Desses encontros nasceriam frutíferas conexões que, assim como no romance de Cervantes, ultrapassam as incumbências cotidianas e compreendem uma evolução mútua. Se no romance de Cervantes Pança vai aos poucos pousando os pés de Quixote no chão, enquanto este o contamina com desvarios, nas trupes as duplas – que nem sempre dividem as mesmas opiniões – alternam-se no ensinamento das técnicas dos grupos, na escolha de elenco e nas questões administrativas.

Milagre do Esbarro

Dionísio, Boca de Ouro e Oswald de Andrade são alguns dos personagens já vividos por Marcelo Drummond, que aos 49 anos ocupa o posto de primeiro-ator do Teatro Oficina. Sua estreia na companhia, ao lado de Zé Celso e do ator Raul Cortez, data de 1991, com a peça As Boas, do dramaturgo francês Jean Genet. A entrada no grupo, no entanto, é anterior à subida aos palcos. Em 1986, em um momento crítico da companhia, dispersa desde 1974 por causa do exílio de Zé Celso em Portugal, Drummond literalmente esbarrou no diretor.
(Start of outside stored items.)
PR #1090, opened 2022-09-27
Add missing functions to veBalHelper

miguelmtzinf:


contracts/metagov/VeBalHelper.sol
```diff
@@ -141,11 +166,28 @@ contract VeBalHelper is Ownable {
...
+    function withdrawERC20fromPCV(
         address token,
         address to,
         uint256 amount
     ) external onlyOwner {
         pcvDeposit.withdrawERC20(token, to, amount);
     }
+
+    function withdrawETHfromPCV(address to, uint256 amount) external onlyOwner {
+        pcvDeposit.withdraw(to, amount);
```
eswak: this needs to be withdrawETH

contracts/metagov/VeBalHelper.sol
```diff
@@ -141,11 +166,28 @@ contract VeBalHelper is Ownable {
...
+    function withdrawERC20fromStaker(
+        address token,
+        address to,
+        uint256 amount
+    ) external onlyOwner {
+        balancerStaker.withdrawERC20(token, to, amount);
+    }
+
+    function withdrawETHfromStaker(address to, uint256 amount) external onlyOwner {
+        balancerStaker.withdraw(to, amount);
```
eswak: this needs to be withdrawETH

contracts/metagov/VeBalHelper.sol
thomas-waite: Yep, needs to implement the PCVDeposit interface on our side

proposals/dao/tip_vebalotc.ts
```diff
@@ -32,23 +32,23 @@ const deploy: DeployUpgradeFunc = async (deployAddress: string, addresses: Named
...
+    addresses.balancerGaugeStakerProxy // _balancerGaugeStaker
   );
   await vebalOtcHelper.deployTransaction.wait();
   logging && console.log(`vebalOtcHelper: ${vebalOtcHelper.address}`);
 
-  // Deploy veBoostManager implementation
-  const VeBoostManagerFactory = await ethers.getContractFactory('VeBoostManager');
-  const veBoostManagerImplementation = await VeBoostManagerFactory.deploy(
+  // Deploy BalancerGaugeStakerV2 implementation
+  const balancerGaugeStakerV2Factory = await ethers.getContractFactory('BalancerGaugeStakerV2');
```
thomas-waite: Minor nit, for the contract factory we usually capitalise the first letter: `BalancerGaugeStakerV2Factory`

proposals/description/tip_vebalotc.ts
```diff
@@ -62,23 +62,30 @@ const tip_vebalotc: TemplatedProposalDescription = {
       target: 'proxyAdmin',
       values: '0',
       method: 'upgrade(address,address)',
-      arguments: (addresses) => [addresses.balancerGaugeStaker, addresses.veBoostManagerImplementation],
+      arguments: (addresses) => [addresses.balancerGaugeStakerProxy, addresses.balancerGaugeStakerV2Impl],
       description: `Upgrade implementation of the balancerGaugeStaker`
     },
     {
-      target: 'veBoostManager',
+      target: 'balancerGaugeStaker',
```
thomas-waite, line 69: I don't think this is correct. 

You need to be calling `balancerGaugeStakerV2Impl.initialize()` rather than reinitialise the original implementation (does it not revert as is? Initialisation should only be possible once)

`balanceGaugeStakerV2Impl` inherits from `BalanceGaugeStaker` and only defines new storage variables later, ensuring there are no storage collisions. You need to initialise the new implementation as there is a new storage variable

proposals/description/tip_vebalotc.ts
```diff
@@ -62,23 +62,30 @@ const tip_vebalotc: TemplatedProposalDescription = {
...
       values: '0',
       method: '_initialize(address,address)',
       arguments: (addresses) => [addresses.vebalOtcHelper, addresses.balancerVotingEscrowDelegation],
-      description: 'Initialize veBoostManagerProxy state variables'
+      description: 'Initialize BalancerGaugeStakerProxy state variables'
     },
+    // {
+    //   target: 'balancerGaugeStakerV2Impl',
+    //   values: '0',
```
thomas-waite, line 77: Why is this commented out?

thomas-waite (commented):
Need to discuss the proxy initialisation stuff + why those new functions have been added to veBalHelper

proposals/description/tip_vebalotc.ts
thomas-waite: The proxy will already have its originally defined V1 state variables initialised. We now need to initialise the new V2 state variable

contracts/metagov/VeBalHelper.sol
miguelmtzinf: Thanks, resolved!

contracts/metagov/VeBalHelper.sol
miguelmtzinf: ty!

proposals/description/tip_vebalotc.ts
miguelmtzinf: After the upgrade, the proxy has BalancerGaugeStakerV2 implementation. We need to call the new `_initialize` function

proposals/description/tip_vebalotc.ts
miguelmtzinf: The initialization of the implementation was failing for some reason (think its related to how the script work). Need to carefully review it again

proposals/description/tip_vebalotc.ts
thomas-waite: Yes you do, but you are calling the V1 initialise function here. You need to call the V2 initialise to initialise the new storage variable. The V1 storage variables are already defined in the proxy storage

proposals/description/tip_vebalotc.ts
thomas-waite: It is failing expectedly. You are calling the initialise() function of the V1 implementation contract which has already been initialised and should not be called again. 

You should be calling the initialise() function of the V2 implementation contract

contracts/metagov/VeBalHelper.sol
```diff
@@ -83,23 +88,43 @@ contract VeBalHelper is Ownable {
         pcvDeposit.voteForGaugeWeight(token, gaugeWeight);
     }
 
+    /// @notice Stake tokens in a gauge
+    function stakeInGauge(address token, uint256 amount) external onlyOwner {
```
thomas-waite, line 92: These new functions should not really be on this contract. I'm guessing you've added them here because you're thinking of creating a boost and then delegating to this contract? 

We can do that, but that's a bad design imo - you should be delegating the boost to an EOA/multisig and not this fixed contract imo. What happens if there's another method that you might need to call in the future that is not accounted for here?

thomas-waite:
In summary, I think the only changes should be the contract naming change from `VeBoostManager` to `balancerGaugeStakerV2Impl` and then adding a test for each `veBalHelper` contract function

proposals/description/tip_vebalotc.ts
miguelmtzinf: No. In order to call the V2 init function we need to call `_initialize()`.

contracts/metagov/VeBalHelper.sol
miguelmtzinf: Its just in the case we wanna stake BPTs from BalancerGaugeStaker contract. The boost would be delegated to that contract as well.

thomas-waite: Okay, fair enough. Will add tests for the new functions

proposals/description/tip_vebalotc.ts
thomas-waite: As discussed, ignore. Crossed wires/misunderstanding in naming. Good as is

proposals/description/tip_vebalotc.ts
thomas-waite: Ignore - failing due to another reason

PR #1101, opened 2023-09-07
Update GovernorAlpha.sol: Some Gas Optimizations

0xScratch:
Two types of changes made:

1st: changed `uint256 i = 0;` to `uint256 i;`
Default values of all unsigned integers is always 0. So, there's no need to waste some extra gas in order to initialize any 'uint' variable to 0

2nd: changed `i++` to `++i`
This change won't be messing with code's logic as far as I am concerned. And `++i` is more gas efficient than `++i`

For more details refer this -> https://gist.github.com/grGred/9bab8b9bad0cd42fc23d4e31e7347144#for-loops-improvement


xklob:
sus

0xScratch:
Closing due to inactivity!

PR #707, opened 2024-04-30
[WIP] Use DataAPI.metadata instead of redefining it

asinghvi17:


rafaqz:
May need to check we don't have `function metadata end` or `metadata(x) = nothing` lying around

rafaqz:
We have `function metadata end` in interfaces.jl that needs removing. 

And these methods are going to be a piracy problem:

```julia
  [2] metadata(::Tuple{})
     @ DimensionalData.Dimensions ~/.julia/dev/DimensionalData/src/Dimensions/dimension.jl:232
 [15] metadata(ds::Tuple, I)
     @ DimensionalData.Dimensions ~/.julia/dev/DimensionalData/src/Dimensions/dimension.jl:234
 [16] metadata(ds::Tuple, i1, I...)
     @ DimensionalData.Dimensions ~/.julia/dev/DimensionalData/src/Dimensions/dimension.jl:233
 [17] metadata(ds::Tuple)
     @ DimensionalData.Dimensions ~/.julia/dev/DimensionalData/src/Dimensions/dimension.jl:231
 [18] metadata(x)
     @ ~/.julia/dev/DimensionalData/src/Lookups/metadata.jl:107
```

asinghvi17:
Thanks - will take a look today!

asinghvi17:
Ah damn, I just realized that the way that DD handles metadata (`DD.NoLookup`) is not the same way as DataAPI handles metadata (`Nothing`).  I guess this could potentially stay the same for now, and maybe just hook into `DataAPI.metadata` as well for DD native types...

rafaqz:
From discussion: we could instead forward DataAPI.metadata to DimensionalData.metadata so at least they both work.

rafaqz:
Actually thinking about just culling all the DD metadata handling so we use a Dict or NamedTuple or `nothing`.

It will be annoying to check keys but its worth it to use `DataAPI.metadata`

PR #710, opened 2024-05-10
Bump Makie compat + patch version

asinghvi17:


asinghvi17:
```
  Invalid attribute colormap for plot type MakieCore.Plot{Makie.series}.
```
is the current error.  I'm not sure where that attribute is coming from, though.

rafaqz:
Maybe theres a default value somewhere...

lazarusA:
it looks like `series`, not longer has a `colormap` attribute. Which we were using to extended the amount of colours if we had more than 7 lines. https://github.com/rafaqz/DimensionalData.jl/blob/7e6d97a166ff6e5e8de2ca7e39a17f1d565dbdf3/ext/DimensionalDataMakie.jl#L251

(it looks like now we should remove it, and let `Makie.series` do the work)

https://github.com/MakieOrg/Makie.jl/blob/746b03f46282f2385d438b01b486a74ea10f023d/src/basic_recipes/series.jl#L69

PR #711, opened 2024-05-10
Update Makie versions

Datseris:
DD.jl causes lots of downgrades at the moment due to this.


asinghvi17:
Some of the syntax has to change for v0.21.  I'm working on this in #710 :D

rafaqz:
Yeah DD hits a lot of plot types so its not so easy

Aos 24 anos, já tinha ouvido falar de “Zé”, mas conhecia mais o trabalho de seu irmão, o ator Luís Antônio. Na época, Drummond tinha desistido do curso de Biologia e fazia esporadicamente alguns de teatro, além de bicos como garçom para ganhar dinheiro. Conheceu Zé Celso na rua, no Baixo Gávea, bairro boêmio do Rio de Janeiro, em um encontro que o próprio diretor descreve em seu blog como elétrico: “Veio para nós o MILAGRE DO ESBARRO/ nos jogou no Vertigo da Vertigem/ nos fez voltar pra trás e nosso olhar se atravessa como ponte lisérgica, a rua./ O olhar determinado de Dionísios,/ um menino lindo com os lábios muito carnudos/ atravessou a rua e veio ao meu encontro./ A eletricidade eletrocutava”.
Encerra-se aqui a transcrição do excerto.